There is a difference between whole Soya beans and soy protein isolates (isolated compounds of Soya). Soya protein isolates are processed out of Soya beans. The fibre from the Soya beans is removed with an alkaline solution and then the beans are put into an aluminum tank with an acid wash where they may absorb some aluminum. The ‘food’, which no longer resembles the original Soya bean, can then be made into anything, including textured vegetable protein (with added chemical flavours), flavour enhancers in soups and sauces (as hydrolysed vegetable protein), ‘bacon rashers’ and added to many processed foods. This is an important difference between tradition Asian and Western-style Soya foods. Asian Soya foods that are made from traditional processes, such as fermentation and precipitation, have been part of the Asian diet for thousands of years, so in effect they are tried and tested. These include Soya sauce, tamari, miso, natto, tempeh, tofu and soya milk. Industrially-created Soya isolates have really only been a part of our Western diet for a few decades at most.

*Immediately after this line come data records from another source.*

PR #397, opened 2021-03-05
prometheus: release 0.12.0

lucab:
## 0.12.0

 - Improvement: Fix format string in panic!() calls (#391)

 - Improvement: Replace regex with memchr (#385)

 - Improvement: Update reqwest requirement from ^0.10 to ^0.11 (#379)

Closes: https://github.com/tikv/rust-prometheus/issues/394

### DIFF
--- a/static-metric/Cargo.toml
+++ b/static-metric/Cargo.toml
@@ -19,7 +19,7 @@ lazy_static = "1.4"
 
 [dev-dependencies]
 criterion = "0.3"
-prometheus = { version = "0.11.0", path = "../" }
+prometheus = { path = "../" }
 
 [features]
 default = []
--- a/CHANGELOG.md
+++ b/CHANGELOG.md
@@ -1,5 +1,13 @@
 # Changelog
 
+## 0.12.0
+
+ - Improvement: Fix format string in panic!() calls (#391)
+
+ - Improvement: Replace regex with memchr (#385)
+
+ - Improvement: Update reqwest requirement from ^0.10 to ^0.11 (#379)
+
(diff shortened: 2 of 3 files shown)


static-metric/Cargo.toml
```diff
@@ -19,7 +19,7 @@ lazy_static = "1.4"
 
 [dev-dependencies]
 criterion = "0.3"
-prometheus = { version = "0.11.0", path = "../" }
+prometheus = { version = "0.12.0", path = "../" }
```
lucab, line 22: I guess I'll have to drop the `cargo package static-metric` test in CI otherwise we end up in a situation which is impossible to satisfy.

mxinden, line 22:
```suggestion
prometheus = { path = "../" }
```

Is the version needed in the first place? In https://github.com/libp2p/rust-libp2p/ we use relative paths only to specify dev-dependencies in the same repository to get around the circular dependency issue.

mxinden (approved):
Cool, thanks for doing the release.

static-metric/Cargo.toml
lucab: As far as I know it is needed otherwise `cargo` won't let you publish/upload it. But maybe some changed or my knowledge is incomplete.

lucab: Ah nevermind there is now a special case for dev-dependencies documented at https://doc.rust-lang.org/cargo/reference/specifying-dependencies.html#multiple-locations. So yes I think it can be dropped.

Is Soya safe? Recently a group of scientists from several different countries looked at more than 200 studies on Soya safety and concluded that: “the available scientific evidence supports the safety of isoflavones as typically consumed in diets based on Soya, or containing Soya products”.
Is Soya good for you? It would certainly appear that there is a large amount of research supporting Soya’s health benefits and that, for the most part; the negative Soya stories are based on bad science.
How much Soya should you eat? In Japan, where Soya is a regular part of the diet, the average daily consumption is approximately 65g per person,which provides an approximate isoflavone (the most active phytoestrogen) intake of 20-50mg. Higher Soya intakes have been reported in China and Singapore, where daily isoflavone intake is 65.9mg and 61.4mg, respectively. Phytoestrogen expert Dr Ritchie believes that we should eat a small amount of Soya daily, as blood levels of the beneficial compounds start to decline six hours after consuming.
Based on Dr Richie’s research, the recommendation is that you aim for around 15mg of phytoestrogens a day. This is easily achieved by having a small portion of tofu (100g serving provides 78mg), or a 100mg glass of Soya milk (11mg) and a portion of chickpeas, perhaps as hummus (2mg). Eating rye bread, bean sprouts, beans, lentils, nuts and seeds also helps boost your levels – these are the very foods that are staples in the East and unheard of by many in the West.
While most research focuses on the isoflavone class of phytoestrogen, which is particularly rich in Soya, there are other classes of phytoestrogens which also contain cancer-protecting properties.